"So it would," I agreed. "And, besides, Billy has three brothers and two sisters coming along, and Grisdale père is only moderately well-to-do, as fortunes go nowadays."

Instantly Miss Edith's straight-browed eyes flashed blue fire.

"Money—always and forever money!" she flamed out. "I haven't heard anything else all my life! One would think that heaven itself was paved with it and that the angels wear gold coins for charmstrings. I hate it!"

"Oh, no, you don't," I hastened to say. "It's a good, broad-backed little beast, and you can always count upon it for carrying the load. And Billy will probably have to make his own way, without even so much as a loan of the little beast."

"I don't care! I think it is perfectly frightful the way we bow down and kowtow to your beast—the great god Cash! I'd rather wash dishes and make bread—for two!"

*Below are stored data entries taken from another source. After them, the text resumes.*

PR #94, opened 2026-09-05
fix: correlated subqueries, CTEs, views, joins, DML and expressions answer the way SQLite and DuckDB do

semihalev:
A correctness campaign driven by static review and by differential runs against SQLite 3.51 and DuckDB 1.2. Only a case where both engines agree and stoolap differs counted as a bug; 34 waves of about 1630 queries were run over correlated subqueries, joins, window functions, set operations, DML, expression evaluation, three-valued logic and layered views and CTEs. Every wrong answer found is fixed here, each with a test that fails on the head before its fix.

**Correlated subqueries**
- A subquery reads the parent row wherever it names it: the select list, an aggregate argument or FILTER, HAVING, CASE, and a HAVING that names the parent is classified as correlated. Names the subquery's own FROM defines win, and bare names still mean the inner table.
- The parent's columns are bound in scope before a derived table, view, CTE or join splits its WHERE, and the scope lists every leaf of a nested join.
- A correlated subquery over a view, a derived table or a materialized CTE is evaluated per row in the WHERE and in the select list, also when a sort column the select list leaves out rides along, and the column it is bound to never shadows a source column.
- Correlation is detected through a nested subquery, a derived table in the FROM, and an ORDER BY that reads the parent row; a subquery in ORDER BY is sorted by whether or not the select list carries its key.
- EXISTS answers what its subquery returns, and NOT EXISTS keeps its rows when the outer value is NULL; the counting shortcuts and the batch aggregate paths stay honest about what they count.
- The parent row is bound into the subqueries a WHERE holds, so a subquery two levels down that reads only the outermost row folds once instead of running for every row of the query holding it, and the plain conjuncts beside a correlated subquery are pushed down to storage. A three-level probe went from 102 seconds to 37 milliseconds.

**CTEs and views**
- Every reference is counted before a CTE is inlined, including set-operation branches, the select list, HAVING and ORDER BY, so a CTE named twice is materialized once and read from both places.
- The query-on-CTE-result path hands ORDER BY expressions, DISTINCT and set operations to execute_select, and a later CTE's subqueries read the earlier ones.
- A predicate pushed to a view on a join side is applied; a column of a view, derived table or CTE that the select list leaves out can still sort the result.

**Joins, set operations, windows**
- A join decides a match where it has the row in hand and asks the whole ON clause where an index answers its key; a join filter runs in its transaction.
- USING names its column by the bare name for every select list and keeps the qualified copy beside it.
- ORDER BY, LIMIT and OFFSET apply to the whole set operation.
- Windows: OVER (w ...) builds on a named window and prints what it adds; a window the select list does not carry can sort; the aggregates a window orders or partitions by are computed; NULL sort keys frame together; a window argument reads its column through its table.

**DML and DDL**
- DELETE removes what it matched on a table without a key; every key that can refuse a delete or an update is asked before anything changes, through cascades and with a correlated WHERE.
- INSERT ... ON CONFLICT DO UPDATE takes a WHERE, counts a skipped row as not affected, reports an error the condition raises, and runs in its transaction; WITH before UPDATE and DELETE; SET col = DEFAULT writes the column's default expression.
- A table-level PRIMARY KEY is a key, composite key columns are NOT NULL, a transaction can take again a key it deleted, and a committed unique entry is read against the row's latest local version.

**Expressions and functions**
- NOT over AND and OR follows three-valued logic in storage filters; a comparison against NULL stays unknown; x * 0 is not folded (NULL for a NULL x); an empty set matches nothing.
- IN over items that are not constants compiles to one InList op that judges the value once; an expression's name keeps the parentheses precedence and float grouping need, so SUM(a * (b % 3)) and SUM(a * b % 3) stay two aggregates; a timestamp, JSON or vector bound into an expression keeps its type.
- A volatile function such as RANDOM() is judged once, in memory, wherever it sits in the WHERE (CASE, BETWEEN, IN lists included), instead of once in storage and again in memory.
- Booleans count as one or nought in SUM and AVG on every path; SUBSTRING holds its window at the type's limits; searching an empty string finds nothing; TRIM, LTRIM and RTRIM take the characters to strip; a number cast from text ignores surrounding whitespace.

**Left open, as dialect or design**
NULLs first on DESC and last on ASC (PostgreSQL rule), backslash as an escape in literals, CAST('3.9' AS INTEGER) and float equality following SQLite, and the parser gaps UPDATE ... FROM, GROUPS BETWEEN, EXCLUDE, WITH inside a subquery, WITH RECURSIVE with UNION, several named windows in one WINDOW clause, and a correlated subquery inside JOIN ON. XOR is stoolap-only. A primary key UPDATE stays an explicit error by design.

**Test runs**
`.config/nextest.toml` adds two profiles: the default run leaves out the tests that judge wall-clock time and the two concurrency stress binaries, which turn red under load; `cargo nextest run -P full` runs everything.

**Verification**
Every new test fails on the commit before its fix. Both suites pass with the full profile (5248, and 5250 with test-filedb), clippy is clean, and all 34 waves rerun clean after the last commit in about two minutes; the remaining differences are the dialect items above. Subquery benchmarks against main sit within a point of parity.

### DIFF
--- a/.config/nextest.toml
+++ b/.config/nextest.toml
@@ -1,0 +1,18 @@
+# `cargo nextest run` uses the default profile, which leaves out the tests
+# that judge wall-clock time and the concurrency stress binaries: they turn
+# red under load and cost minutes. `cargo nextest run -P full` runs every
+# test, for CI and before a merge.
+
+[profile.default]
+default-filter = """
+not (
+  test(=storage::mvcc::version_store::tests::test_unique_constraint_performance_bulk_update)
+  | test(=test_fk_cascade_delete_performance_with_auto_index)
+  | binary(=concurrency_history_test)
+  | binary(=volume_concurrency_test)
+)
+"""
+slow-timeout = { period = "60s" }
+
+[profile.full]
+default-filter = "all()"
--- a/src/core/value.rs
+++ b/src/core/value.rs
@@ -600,6 +600,7 @@ impl Value {
                     Value::Integer(v) => Value::Integer(*v),
                     Value::Float(v) => Value::Integer(*v as i64),
                     Value::Text(s) => s
+                        .trim()
                         .parse::<i64>()
                         .map(Value::Integer)
                         .unwrap_or(Value::Null(target_type)),
@@ -613,6 +614,7 @@ impl Value {
                     Value::Float(v) => Value::Float(*v),
                     Value::Integer(v) => Value::Float(*v as f64),
                     Value::Text(s) => s
+                        .trim()
                         .parse::<f64>()
                         .map(Value::Float)
                         .unwrap_or(Value::Null(target_type)),
--- a/src/executor/aggregation.rs
+++ b/src/executor/aggregation.rs
@@ -6181,12 +6181,21 @@ impl Executor {
         // Parse aggregations
         let (aggregations, non_agg_columns) = self.parse_aggregations(stmt)?;
 
-        // Must have only aggregations plus the GROUP BY column (no other regular columns)
-        // Non-agg columns must be exactly the GROUP BY column
-        if non_agg_columns.len() > 1 {
+        // The rows come out as the GROUP BY column and then the aggregates,
+        // so the select list has to read exactly that, in that order
+        if non_agg_columns.len() != 1 || !non_agg_columns[0].eq_ignore_ascii_case(&group_col_name) {
             return Ok(None);
         }
-        if non_agg_columns.len() == 1 && !non_agg_columns[0].eq_ignore_ascii_case(&group_col_name) {
+        let leads_with_group_column = match stmt.columns.first() {
+            Some(crate::parser::ast::Expression::Identifier(id)) => {
+                id.value_lower.eq_ignore_ascii_case(&group_col_name)
+            }
+            Some(crate::parser::ast::Expression::QualifiedIdentifier(qid)) => {
+                qid.name.value_lower.eq_ignore_ascii_case(&group_col_name)
+            }
+            _ => false,
+        };
+        if !leads_with_group_column {
             return Ok(None);
         }
 
--- a/src/executor/aggregation.rs
+++ b/src/executor/aggregation.rs
@@ -3071,18 +3071,17 @@ impl Executor {
                         }
                         SimpleAgg::Sum(sum_col_idx) | SimpleAgg::Avg(sum_col_idx) => {
                             if let Some(value) = row.get(*sum_col_idx) {
-                                match value {
-                                    Value::Integer(v) => {
-                                        state.agg_values[i] += *v as f64;
-                                        state.agg_has_value[i] = true;
-                                        state.counts[i] += 1;
-                                    }
-                                    Value::Float(v) => {
-                                        state.agg_values[i] += v;
-                                        state.agg_has_value[i] = true;
-                                        state.counts[i] += 1;
-                                    }
-                                    _ => {}
+                                // A boolean counts as one or nought
+                                let numeric = match value {
+                                    Value::Integer(v) => Some(*v as f64),
+                                    Value::Float(v) => Some(*v),
+                                    Value::Boolean(b) => Some(*b as i64 as f64),
+                                    _ => None,
+                                };
+                                if let Some(v) = numeric {
+                                    state.agg_values[i] += v;
+                                    state.agg_has_value[i] = true;
+                                    state.counts[i] += 1;
                                 }
                             }
                         }
@@ -3319,18 +3318,17 @@ impl Executor {
                         }
                         SimpleAgg::Sum(sum_col_idx) | SimpleAgg::Avg(sum_col_idx) => {
                             if let Some(value) = row.get(*sum_col_idx) {
-                                match value {
-                                    Value::Integer(v) => {
-                                        state.agg_values[i] += *v as f64;
-                                        state.agg_has_value[i] = true;
-                                        state.counts[i] += 1;
-                                    }
-                                    Value::Float(v) => {
-                                        state.agg_values[i] += v;
-                                        state.agg_has_value[i] = true;
-                                        state.counts[i] += 1;
-                                    }
-                                    _ => {}
+                                // A boolean counts as one or nought
+                                let numeric = match value {
+                                    Value::Integer(v) => Some(*v as f64),
+                                    Value::Float(v) => Some(*v),
+                                    Value::Boolean(b) => Some(*b as i64 as f64),
+                                    _ => None,
+                                };
+                                if let Some(v) = numeric {
+                                    state.agg_values[i] += v;
+                                    state.agg_has_value[i] = true;
+                                    state.counts[i] += 1;
                                 }
                             }
                         }
@@ -3546,18 +3544,17 @@ impl Executor {
                     }
                     SimpleAgg::Sum(sum_col_idx) | SimpleAgg::Avg(sum_col_idx) => {
                         if let Some(value) = row.get(*sum_col_idx) {
-                            match value {
-                                Value::Integer(v) => {
-                                    state.agg_values[i] += *v as f64;
-                                    state.agg_has_value[i] = true;
-                                    state.counts[i] += 1;
-                                }
-                                Value::Float(v) => {
-                                    state.agg_values[i] += v;
-                                    state.agg_has_value[i] = true;
-                                    state.counts[i] += 1;
-                                }
-                                _ => {}
+                            // A boolean counts as one or nought
+                            let numeric = match value {
+                                Value::Integer(v) => Some(*v as f64),
+                                Value::Float(v) => Some(*v),
+                                Value::Boolean(b) => Some(*b as i64 as f64),
+                                _ => None,
+                            };
+                            if let Some(v) = numeric {
+                                state.agg_values[i] += v;
+                                state.agg_has_value[i] = true;
+                                state.counts[i] += 1;
                             }
                         }
                     }
@@ -5007,6 +5004,15 @@ impl Executor {
                                 sum_int += i;
                             }
                         }
+                        // A boolean counts as one or nought
+                        Value::Boolean(b) => {
+                            has_value = true;
+                            if has_float {
+                                sum_float += *b as i64 as f64;
+                            } else {
+                                sum_int += *b as i64;
+                            }
+                        }
                         Value::Float(f) => {
                             has_value = true;
                             if !has_float {
@@ -5031,6 +5037,14 @@ impl Executor {
                             sum_float += *i as f64;
                         } else {
                             sum_int += i;
+                        }
+                    }
+                    Value::Boolean(b) => {
+                        has_value = true;
+                        if has_float {
+                            sum_float += *b as i64 as f64;
+                        } else {
+                            sum_int += *b as i64;
                         }
                     }
                     Value::Float(f) => {
@@ -5079,6 +5093,14 @@ impl Executor {
                                     sum_float += *i as f64;
                                 } else {
                                     sum_int += i;
+                                }
+                            }
+                            Value::Boolean(b) => {
+                                has_value = true;
+                                if has_float {
+                                    sum_float += *b as i64 as f64;
+                                } else {
+                                    sum_int += *b as i64;
                                 }
                             }
                             Value::Float(f) => {
@@ -5161,6 +5183,11 @@ impl Executor {
                         sum += f;
                         count += 1;
                     }
+                    // A boolean counts as one or nought
+                    Value::Boolean(b) => {
+                        sum += *b as i64 as f64;
+                        count += 1;
+                    }
                     _ => {}
                 }
             }
@@ -5195,6 +5222,10 @@ impl Executor {
                             }
                             Value::Float(f) => {
                                 sum += f;
+                                count += 1;
+                            }
+                            Value::Boolean(b) => {
+                                sum += *b as i64 as f64;
                                 count += 1;
                             }
                             _ => {}
@@ -5909,6 +5940,8 @@ impl Executor {
                         let num = match value {
                             Value::Integer(i) => *i as f64,
                             Value::Float(f) => *f,
+                            // A boolean counts as one or nought
+                            Value::Boolean(b) => *b as i64 as f64,
                             _ => continue,
                         };
                         state.sum += num;
--- a/src/executor/aggregation.rs
+++ b/src/executor/aggregation.rs
@@ -6310,6 +6310,11 @@ impl Executor {
                                             state.agg_has_value[i] = true;
                                             state.counts[i] += 1;
                                         }
+                                        Value::Boolean(v) => {
+                                            state.agg_values[i] += *v as i64 as f64;
+                                            state.agg_has_value[i] = true;
+                                            state.counts[i] += 1;
+                                        }
                                         _ => {}
                                     }
                                 }
--- a/src/executor/aggregation.rs
+++ b/src/executor/aggregation.rs
@@ -514,8 +514,27 @@ impl Executor {
                 (result_columns, result_rows)
             } else {
                 // Pre-process scalar subqueries in HAVING clause
-                // This executes subqueries like (SELECT AVG(a) FROM t) and replaces them with values
-                let processed_having = self.process_where_subqueries(having, ctx)?;
+                // This executes subqueries like (SELECT AVG(a) FROM t) and replaces them with values.
+                // One that reads the group is left as written; apply_having
+                // runs it once per group with that group as the outer row
+                let has_correlated_having = Self::has_correlated_subqueries(having);
+                let processed_having = if has_correlated_having {
+                    (**having).clone()
+                } else {
+                    self.process_where_subqueries(having, ctx)?
+                };
+                let outer_table: Option<String> =
+                    stmt.table_expr.as_ref().and_then(|te| match te.as_ref() {
+                        Expression::TableSource(source) => Some(
+                            source
+                                .alias
+                                .as_ref()
+                                .map(|a| a.value_lower.to_string())
+                                .unwrap_or_else(|| source.name.value_lower.to_string()),
+                        ),
+                        Expression::Aliased(aliased) => Some(aliased.alias.value_lower.to_string()),
+                        _ => None,
+                    });
 
                 // Build aggregate expression aliases for HAVING clause
                 // IMPORTANT: Include ALL aggregates, not just aliased ones,
@@ -548,6 +567,7 @@ impl Executor {
                     &result_columns,
                     &agg_aliases,
                     &expr_aliases,
+                    outer_table.as_deref(),
                     ctx,
                 )?;
 
@@ -4925,6 +4945,7 @@ impl Executor {
     }
 
     /// Apply HAVING clause to aggregated results
+    #[allow(clippy::too_many_arguments)]
     fn apply_having(
         &self,
         result: Box<dyn QueryResult>,
@@ -4932,6 +4953,7 @@ impl Executor {
         columns: &[String],
         agg_aliases: &[(String, usize)],
         expr_aliases: &[(String, usize)],
+        outer_table: Option<&str>,
         ctx: &ExecutionContext,
     ) -> Result<Box<dyn QueryResult>> {
         // Materialize the result
@@ -4946,6 +4968,50 @@ impl Executor {
         // Combine all aliases for HAVING clause evaluation
         let mut all_aliases: Vec<(String, usize)> = agg_aliases.to_vec();
         all_aliases.extend_from_slice(expr_aliases);
+
+        // A subquery that reads the group it is asked about is run once per
+        // group, with the group's row standing as the outer row, the way a
+        // correlated subquery in the WHERE clause is run once per row. The
+        // group's columns are offered under their bare names and under the
+        // table's, since the subquery may name either
+        if Self::has_correlated_subqueries(having) {
+            let columns_arc = CompactArc::new(columns.to_vec());
+            let keys: Vec<(CompactArc<str>, Option<CompactArc<str>>)> = columns
+                .iter()
+                .map(|c| {
+                    let bare = c.to_lowercase();
+                    let qualified = outer_table.filter(|_| !bare.contains('.')).map(|t| {
+                        CompactArc::from(format!("{}.{}", t.to_lowercase(), bare).as_str())
+                    });
+                    (CompactArc::from(bare.as_str()), qualified)
+                })
+                .collect();
+            let mut filtered_rows = RowVec::new();
+            let mut new_id = 0i64;
+            for (_, row) in rows {
+                let mut outer_row_map: FxHashMap<CompactArc<str>, Value> = FxHashMap::default();
+                for (i, (bare, qualified)) in keys.iter().enumerate() {
+                    let value = row.get(i).cloned().unwrap_or_else(Value::null_unknown);
+                    if let Some(q) = qualified {
+                        outer_row_map.insert(q.clone(), value.clone());
+                    }
+                    outer_row_map.insert(bare.clone(), value);
+                }
+                let correlated_ctx =
+                    ctx.with_outer_row(outer_row_map, CompactArc::clone(&columns_arc));
+                let processed = self.process_correlated_where(having, &correlated_ctx)?;
+                let filter = RowFilter::with_aliases(&processed, columns, &all_aliases)?
+                    .with_context(&correlated_ctx);
+                if filter.matches_checked(&row)? {
+                    filtered_rows.push((new_id, row));
+                    new_id += 1;
+                }
+            }
+            return Ok(Box::new(ExecutorResult::new(
+                columns.to_vec(),
+                filtered_rows,
+            )));
+        }
 
         // Create RowFilter with all aliases and context
         let having_filter =
--- a/src/executor/aggregation.rs
+++ b/src/executor/aggregation.rs
@@ -916,7 +916,8 @@ impl Executor {
                     Expression::FunctionCall(func) if is_aggregate_function(&func.function) => {
                         self.get_aggregate_column_name(func).to_lowercase()
                     }
-                    _ => continue, // Can't easily compare, assume mismatch
+                    // Anything else matches only as a GROUP BY expression column
+                    _ => self.expression_to_string(col_expr).to_lowercase(),
                 };
                 if i >= agg_columns.len() || agg_columns[i].to_lowercase() != expected_name {
                     columns_match = false;
@@ -993,9 +994,15 @@ impl Executor {
                             )));
                         }
                     } else {
-                        // Non-aggregate function - evaluate it
+                        // Non-aggregate function: a GROUP BY expression column is
+                        // read as it is, anything else is evaluated
+                        let expr_lower = self.expression_to_string(col_expr).to_lowercase();
                         final_columns.push(format!("{}(...)", func.function));
-                        column_sources.push(make_source(col_expr, is_correlated));
+                        if agg_col_index_map.contains_key(&expr_lower) && !is_correlated {
+                            column_sources.push(ColumnSource::AggColumn(expr_lower));
+                        } else {
+                            column_sources.push(make_source(col_expr, is_correlated));
+                        }
                     }
                 }
                 Expression::Aliased(aliased) => {
--- a/src/executor/aggregation.rs
+++ b/src/executor/aggregation.rs
@@ -1501,6 +1501,17 @@ impl Executor {
                 &mut non_agg_columns,
             )?;
         }
+        // A named window a function refers to with OVER w may partition or
+        // order by an aggregate as well; it is computed like ORDER BY's
+        for window in &stmt.window_defs {
+            for expr in window
+                .partition_by
+                .iter()
+                .chain(window.order_by.iter().map(|o| &o.expression))
+            {
+                self.extract_aggregates_from_expr(expr, &mut aggregations, &mut non_agg_columns)?;
+            }
+        }
         // Mark any new aggregates (from ORDER BY) as hidden, but only if they're truly new
         // Helper to create a signature string for an aggregate including its filter
         let make_sig = |agg: &SqlAggregateFunction| -> (String, String, bool, String) {
--- a/src/executor/aggregation.rs
+++ b/src/executor/aggregation.rs
@@ -1615,6 +1615,19 @@ impl Executor {
             Expression::Cast(cast) => {
                 self.extract_aggregates_from_expr(&cast.expr, aggregations, non_agg_columns)?;
             }
+            // An aggregate a window function takes as its argument, or
+            // partitions or orders by, is computed like any other
+            Expression::Window(window) => {
+                for expr in window
+                    .function
+                    .arguments
+                    .iter()
+                    .chain(window.partition_by.iter())
+                    .chain(window.order_by.iter().map(|o| &o.expression))
+                {
+                    self.extract_aggregates_from_expr(expr, aggregations, non_agg_columns)?;
+                }
+            }
             _ => {}
         }
         Ok(())
--- a/src/executor/aggregation.rs
+++ b/src/executor/aggregation.rs
@@ -1927,55 +1927,10 @@ impl Executor {
         self.expression_to_string(target_expr)
     }
 
-    /// Convert an expression to a display string
-    #[allow(clippy::only_used_in_recursion)]
+    /// Convert an expression to a display string: the one stringifier, so
+    /// two aggregates over different expressions never share a name
     fn expression_to_string(&self, expr: &Expression) -> String {
-        match expr {
-            Expression::FunctionCall(func) => {
-                let args: Vec<String> = func
-                    .arguments
-                    .iter()
-                    .map(|a| self.expression_to_string(a))
-                    .collect();
-                format!("{}({})", func.function, args.join(", "))
-            }
-            Expression::Identifier(id) => id.value.to_string(),
-            Expression::QualifiedIdentifier(qid) => {
-                format!("{}.{}", qid.qualifier.value, qid.name.value)
-            }
-            Expression::StringLiteral(lit) => format!("'{}'", lit.value),
-            Expression::IntegerLiteral(lit) => lit.value.to_string(),
-            Expression::FloatLiteral(lit) => lit.value.to_string(),
-            Expression::BooleanLiteral(lit) => lit.value.to_string(),
-            Expression::Case(case) => {
-                // Use the Display implementation for CaseExpression
-                format!("{}", case)
-            }
-            Expression::Infix(infix) => {
-                format!(
-                    "{} {} {}",
-                    self.expression_to_string(&infix.left),
-                    infix.operator,
-                    self.expression_to_string(&infix.right)
-                )
-            }
-            Expression::Prefix(prefix) => {
-                format!(
-                    "{}{}",
-                    prefix.operator,
-                    self.expression_to_string(&prefix.right)
-                )
-            }
-            Expression::Cast(cast) => {
-                format!(
-                    "CAST({} AS {})",
-                    self.expression_to_string(&cast.expr),
-                    cast.type_name
-                )
-            }
-            // For any other expression type, use the Display trait if implemented
-            _ => format!("{}", expr),
-        }
+        super::utils::expression_to_string(expr)
     }
 
     /// Execute global aggregation (no GROUP BY)
--- a/src/executor/context.rs
+++ b/src/executor/context.rs
@@ -978,6 +978,16 @@ impl ExecutionContext {
         outer_row: FxHashMap<CompactArc<str>, Value>,
         outer_columns: CompactArc<Vec<String>>,
     ) -> Self {
+        // A subquery inside a subquery reads the row its grandparent sits
+        // on as well, with the nearer scope winning where both name a column
+        let outer_row = match &self.outer_row {
+            Some(grandparent) if !grandparent.is_empty() => {
+                let mut merged = grandparent.clone();
+                merged.extend(outer_row);
+                merged
+            }
+            _ => outer_row,
+        };
         Self {
             params: self.params.clone(),             // Arc clone = cheap
             named_params: self.named_params.clone(), // Arc clone = cheap
--- a/src/executor/cte.rs
+++ b/src/executor/cte.rs
@@ -114,7 +114,7 @@ fn expr_to_normalized_string(expr: &Expression) -> String {
 
 /// Hint for CTE optimization including LIMIT and optional ORDER BY pushdown
 #[derive(Clone)]
-struct CtePushdownHint {
+pub(crate) struct CtePushdownHint {
     limit: u64,
     order_by: Vec<OrderByExpression>,
 }
@@ -232,14 +232,27 @@ impl Executor {
         // This enables streaming GROUP BY early termination
         let cte_limit_hints = self.compute_cte_limit_hints(stmt, with_clause);
 
-        // Create CTE registry
+        let mut cte_registry = self.materialize_ctes(with_clause, ctx, Some(&cte_limit_hints))?;
+
+        // Execute the main query with CTE registry
+        self.execute_main_query_with_ctes(stmt, ctx, &mut cte_registry)
+    }
+
+    /// Run the CTEs of a WITH clause in order and store each result, so
+    /// the statement that follows, a SELECT or a DML, can read them
+    pub(crate) fn materialize_ctes(
+        &self,
+        with_clause: &WithClause,
+        ctx: &ExecutionContext,
+        cte_limit_hints: Option<&StringMap<CtePushdownHint>>,
+    ) -> Result<CteRegistry> {
         let mut cte_registry = CteRegistry::new();
 
         // Execute each CTE in order
         for cte in &with_clause.ctes {
             // Check if we have a pushdown hint for this CTE
             let cte_name_lower: String = cte.name.value_lower.to_string();
-            let pushdown_hint = cte_limit_hints.get(&cte_name_lower);
+            let pushdown_hint = cte_limit_hints.and_then(|hints| hints.get(&cte_name_lower));
 
             // Execute the CTE query (handles recursive CTEs)
             let (columns, rows) = if cte.is_recursive {
@@ -287,8 +300,7 @@ impl Executor {
             cte_registry.store(&cte.name.value, columns, rows);
         }
 
-        // Execute the main query with CTE registry
-        self.execute_main_query_with_ctes(stmt, ctx, &mut cte_registry)
+        Ok(cte_registry)
     }
 
     /// Execute a single CTE query
--- a/src/executor/cte.rs
+++ b/src/executor/cte.rs
@@ -1140,11 +1140,20 @@ impl Executor {
         // OPTIMIZATION: Get cached query classification to avoid repeated AST traversals
         let classification = get_classification(stmt);
 
+        let cte_alias = stmt
+            .table_expr
+            .as_deref()
+            .and_then(super::utils::get_table_alias_from_expr)
+            .map(|name| name.to_lowercase());
+
         // Apply WHERE clause filter
         let filtered_rows = if let Some(ref where_clause) = stmt.where_clause {
             // Process subqueries in WHERE clause (e.g., IN subqueries on CTEs)
-            // Use cached classification to avoid AST traversal
-            let processed_where = if classification.where_has_subqueries {
+            // Use cached classification to avoid AST traversal; a correlated
+            // one is evaluated per row below
+            let processed_where = if classification.where_has_subqueries
+                && !Self::has_correlated_subqueries(where_clause)
+            {
                 self.process_where_subqueries(where_clause, ctx)?
             } else {
                 (**where_clause).clone()
@@ -1154,14 +1163,7 @@ impl Executor {
             // CTE's own
             let processed_where = match ctx.outer_row() {
                 Some(outer) => {
-                    let inner: Vec<String> = stmt
-                        .table_expr
-                        .as_deref()
-                        .and_then(super::utils::get_table_alias_from_expr)
-                        .map(|name| name.to_lowercase())
-                        .into_iter()
-                        .collect();
-                    let inner: Vec<&str> = inner.iter().map(String::as_str).collect();
+                    let inner: Vec<&str> = cte_alias.iter().map(String::as_str).collect();
                     let scope = super::utils::InnerScope {
                         tables: &inner,
                         schema: None,
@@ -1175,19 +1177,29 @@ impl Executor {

This seemed to be verging toward the edge of things serious. I knew that Mrs. Van Tromp was suffering Billy only because he was so absurdly young as to be supposedly harmless. But if Edith, the healthy-bodied and strong-willed, were even beginning to take notice, there was trouble ahead.

"We can none of us afford to defy the conventions, my dear girl," I cautioned, taking the avuncular rôle she had tried to thrust upon me. "And we mustn't let ourselves get into narrow little ruts. The play's the thing, and we are only a part of the audience—you and I."

"The play?" she echoed doubtfully. "You mean the—the——"

"I mean the great human comedy, of course. It is going on all around us, all the time."

"I don't get you," she said, in the free phrase which may have been her own, or may have been a Billy Grisdale transplantation.